Task to complete:
Produce a verbatim copy of the entries listed below.

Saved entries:

· · ·

PR #315, opened 2022-02-01
Performs modular reduction for all scalars.

### LINKED ISSUE #312: Inadequate scalar reduction in p384 leads to panic
https://github.com/cloudflare/circl/blob/15f39042039a5d953aa3d11650576df0fcd0ecfd/ecc/p384/p384opt.go#L55

`reduceScalar` is supposed to "shorten a scalar modulo the order of the curve" but it doesn't do that for all inputs and this can lead to a panic in wnaf.go.

PoC:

· · ·

Response to this task:
PR #315, opened 2022-02-01
Performs modular reduction for all scalars.

### LINKED ISSUE #312: Inadequate scalar reduction in p384 leads to panic
https://github.com/cloudflare/circl/blob/15f39042039a5d953aa3d11650576df0fcd0ecfd/ecc/p384/p384opt.go#L55

`reduceScalar` is supposed to "shorten a scalar modulo the order of the curve" but it doesn't do that for all inputs and this can lead to a panic in wnaf.go.

PoC:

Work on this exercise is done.